Glass Onion: A Knives Out Mystery was even funnier and more fun than Knives Out, which was plenty funny and fun.  Plus, Glass Onion was just brimming with social relevance, extending its satire of Agatha Christie to our real world at large.  All to the good -- given what our real world is like, we could use all the satire we can get our eyes and ears on.

[Spoilers ahead ...]

COVID is the first real calamity to receive this treatment.  I certainly wouldn't want to see an entire movie lampooning anything about the pandemic -- it's no laughing matter -- but the start-up of Glass Onion with the masks and the protective blast to the throat was just right.

Elon Musk, on the other hand, deserves all the satire anyone can lob at him.  And Miles Bron, who turns out to be the villain of the story, surely has elements of Musk, hawking a scientific miracle energy breakthrough, flaunting his billionaire wealth, and all the rest.  Social media in general get a good ribbing in this movie, too,

The acting was great.  Daniel Craig (as sleuth Benoit Black) and Ed Norton (as Miles Bron) have never given anything less than a top performance, at least as far as I know.  And the supporting cast were in fine form, too.  For some reason, my favorite was Madelyn Cline as Whiskey (hey, she was excellent in Outer Banks, too).

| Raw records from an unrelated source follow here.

PR #299, opened 2023-05-26
Separate tile loading into stages

lilleyse:
Separates tile loading into three stages:

1. Gather meshes from the glTF
2. Acquire Fabric prims from the pool
3. Set mesh data on the Fabric prims

The eventual goal is to do step 1 in the load thread, step 2 in the main thread, and step 3 back in the load thread. The is based on the recommendation that Fabric topology edits should happen on the main thread (topology edits being prim or attribute creation/destruction) while value updates could happen on the load thread.

Unfortunately step 3 is not working in the load thread yet, but to see what that looks like revert https://github.com/CesiumGS/cesium-omniverse/pull/299/commits/b2b0e078e78f66096bfa6a54fe86a2252e7cc893.

### DIFF
--- a/src/core/include/cesium/omniverse/FabricMesh.h
+++ b/src/core/include/cesium/omniverse/FabricMesh.h
@@ -21,6 +21,20 @@ class FabricMesh {
 
     void setVisibility(bool visible) const;
 
+    void setTile(
+        int64_t tilesetId,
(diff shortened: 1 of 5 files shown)


weegeekps (approved):
This looks fine to me.

PR #302, opened 2023-05-30
Change material loading color

lilleyse:
When materials are compiling we draw a solid red color. I changed it to white which is a bit less harsh looking.

I was also considering black because it blends with the empty background better. Or cyan because that's what Cesium for Unity does. If anyone has any strong preferences I'd be happy to change it.

### DIFF
--- a/src/core/src/FabricGeometry.cpp
+++ b/src/core/src/FabricGeometry.cpp
@@ -20,7 +20,7 @@ namespace cesium::omniverse {
 
 namespace {
 
-const auto MATERIAL_LOADING_COLOR = pxr::GfVec3f(1.0f, 1.0f, 1.0f);
+const auto MATERIAL_LOADING_COLOR = pxr::GfVec3f(0.0f, 0.0f, 0.0f);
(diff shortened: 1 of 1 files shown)


corybarr:
> When materials are compiling we draw a solid red color. I changed it to white which is a bit less harsh looking.
> 
> I was also considering black because it blends with the empty background better. Or cyan because that's what Cesium for Unity does. If anyone has any strong preferences I'd be happy to change it.

I don't have a strong preference, but if I had to choose I'd go with black to hide the issue.

weegeekps:
+1 for the black vote. I know that the Nvidia guys suggested that as well.

lilleyse:
Ok, I changed it to black.

weegeekps (approved):
Looks fine. It might be worthwhile to make this configurable through options exposed in the Cesium prim as a debugging option. Perhaps a future ticket?

lilleyse:
Sure, that could be a separate ticket. Maybe a good one for Matt?

PR #304, opened 2023-05-30
Use Cesium Native's performance tracing utility

lilleyse:
Adds a new CMake option to enable performance tracing with Cesium Native: `CESIUM_OMNI_ENABLE_TRACING`

```sh
cmake -B build -D CESIUM_OMNI_ENABLE_TRACING
cmake --build build
```

A file called `cesium-trace-xxxxxxxxxxx.json` will be saved to the `exts/cesium-omniverse` folder when the program exits. This file can then be inspected in `chrome://tracing`.

Note that the JSON output may get truncated if the program closes unexpectedly - e.g. when the debugging session is stopped or the program crashes - or if `app.fastShutdown` is `true` (like with Omniverse Create). Therefore the best workflow for performance tracing is to run `cesium.omniverse.app.kit` and close the window normally.

image


src/core/src/Context.cpp
```diff
@@ -90,10 +94,20 @@ void Context::initialize(int64_t contextId, const std::filesystem::path& cesiumE
...
 
     Cesium3DTilesSelection::registerAllTileContentTypes();
+
+    CESIUM_TRACE_INIT((cesiumExtensionLocation /
+                       fmt::format(
+                           "cesium-trace-{}.json",
+                           std::chrono::time_point_cast<std::chrono::microseconds>(std::chrono::steady_clock::now())
+                               .time_since_epoch()
+                               .count()))
+                          .string());
```
lilleyse, line 104: Alternatively this could be written as:

```c++
#if CESIUM_TRACING_ENABLED
    const auto timestamp = std::chrono::time_point_cast<std::chrono::microseconds>(std::chrono::steady_clock::now())
                               .time_since_epoch()
                               .count();
    const auto path = cesiumExtensionLocation / fmt::format("cesium-trace-{}.json", timestamp);
    CESIUM_TRACE_INIT(path.string());
#endif
```

Both look kind of ugly...

apps/cesium.omniverse.app.kit
```diff
@@ -17,7 +17,7 @@ app.window.title = "Cesium for Omniverse Test App"
 app.useFabricSceneDelegate = true
 app.usdrt.scene_delegate.enableProxyCubes = false
 app.usdrt.scene_delegate.geometryStreaming.enabled = false
-app.fastShutdown = true
+app.fastShutdown = false
```
weegeekps, line 20: Can we create a second app file that derives from this one that disables `app.fastShutdown`? Perhaps something called `cesium.omniverse.app.trace.kit`? Without this option debugging some of the Python stuff can be quite a poor experience.

src/core/src/Context.cpp
weegeekps: I agree both are ugly, but your alternative option is more readable to me. Mind swapping to it?

lilleyse: I landed on something more compact:

```c++
#ifdef CESIUM_TRACING_ENABLED
    const auto timeNow = std::chrono::time_point_cast<std::chrono::microseconds>(std::chrono::steady_clock::now());
    const auto timeSinceEpoch = timeNow.time_since_epoch().count();
    const auto path = cesiumExtensionLocation / fmt::format("cesium-trace-{}.json", timeSinceEpoch);
    CESIUM_TRACE_INIT(path.string());
#endif
```

apps/cesium.omniverse.app.kit
lilleyse: Good idea, done!

PR #313, opened 2023-06-01
Avoid unnecessary allocations when adding geometry data to Fabric

lilleyse:
Instead of reading positions, texcoords, indices, etc into `pxr::VtArray`'s and then copying into Fabric arrays, we can skip the middle step. This saves about 0.1 to 0.2 ms per `FabricPrepareRenderResources::setFabricMeshes` call.

To reproduce: build with [tracing enabled](https://github.com/CesiumGS/cesium-omniverse/blob/main/docs/developer-setup/README.md#tracing), fly around the scene a bit, drag the result into https://ui.perfetto.dev/, and run the SQL query:
```
SELECT AVG(dur) / 1000000 FROM (SELECT dur FROM slice WHERE name = 'FabricPrepareRenderResources::setFabricMeshes')
```

### DIFF
--- a/src/core/include/cesium/omniverse/GltfAccessors.h
+++ b/src/core/include/cesium/omniverse/GltfAccessors.h
@@ -1,0 +1,103 @@
+#pragma once
+
+#ifdef CESIUM_OMNI_MSVC
+#pragma push_macro("OPAQUE")
+#undef OPAQUE
+#endif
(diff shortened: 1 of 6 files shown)


corybarr (approved):
Makes sense. Very clean. I can't find anything to note.

PR #314, opened 2023-06-01
Improve `launch.json` and python debugging workflow

lilleyse:
* Committed Windows and Linux versions of `launch.json` to the repo and removed them from the developer setup guide
* Updated `launch.json` to include a `Python Debugging (start)` configuration to be paired with the existing `Python Debugging (attach)`. This runs `cesium.omniverse.app.python.debug.kit` which enables "omni.kit.debug.vscode" and "omni.kit.debug.python".
* Added some more debugging tips to the developer setup guide

@corybarr can you review?


.vscode/launch.json.windows
```diff
@@ -0,0 +1,74 @@
...
+        "${workspaceFolder}/apps/cesium.omniverse.app.trace.kit"
+      ],
+      "cwd": "${workspaceFolder}",
+      "type": "cppvsdbg",
+      "request": "launch",
+      "console": "internalConsole",
+      "internalConsoleOptions": "openOnSessionStart"
+    },
+    {
+      "name": "Omniverse Code",
```
corybarr, line 31: @lilleyse Good call changing from "Code." I didn't know what this was in the context of Run and Debug options.

docs/developer-setup/README.md
```diff
@@ -697,13 +498,28 @@ Each workspace contains recommended extensions and settings for VSCode developme
...
 To run a task:
 
 - `Ctrl + Shift + B` and select the task, e.g. `Build`
 - Select the build type and compiler (if applicable)
 
+### Debugging
+
+Windows and Linux versions of `launch.json` are provided in the `.vscode` folder.
+
+* On Windows copy `launch.json.windows` and rename it to `launch.json`.
```
corybarr, line 512: The symbolic link worked here for me. The user wouldn't have to re-copy if we edit a launch.json.*. It's a bit more complex, but the user already has to do the exact same thing for the python3.exe->python.exe symlink.

corybarr (approved):

PR #315, opened 2023-06-06
Skip link_app step in build process

lilleyse:
@mattelser was running into an issue where the build process stalled at the link_app step. This is the step where the nvidia toolchain tries to find an omniverse application like Code or Create and create a symlink to it.

This used to be important for Python IntelliSense search paths, but we can point to the `kit-sdk` folder instead. The only other place that uses the symlink is the "Omniverse Code" configuration in `launch.json`, but I find myself rarely using that.


lilleyse:
@mattelser could you take a look at this?

corybarr (approved):

mattelser:
FTR there was a failure on the centos build step, the container ran out of space. This does not appear related to the change and, despite recurring when that test was rerun, identical code passed the same test. LGTM 👍🏻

Of course, in a satire whodunnit, the mystery plot has to be tight and well resolved.  I won't give everything away, on the slim chance that you're reading this and haven't already seen Glass Onion.  But I will say Hercule Poirot would've approved.

Oh, and the music was good, too!  "Glass Onion" is always a pleasure to hear.  And it sounded fantastic at the end of this movie.  I'm thinking the producers of the movie did to the sound what Peter Jackson did for the Beatles in Get Back -- the Beatles never sounded better!

And while we're on the subject of music in this movie, Nat King Cole's "Mona Lisa" gets that same -- let's call it Peter Jackson -- treatment. Cole's uniquely warm voice, like "chestnuts roasting on an open fire," sounds like it's in the same room with us. Mona Lisa -- the Leonardo da Vinci painting -- makes a major appearance in the movie, a symbol of Bron's boastful greed -- as does an acoustic guitar alleged to be Paul McCartney's, which Bron strums for "Blackbird" to impress his guests. 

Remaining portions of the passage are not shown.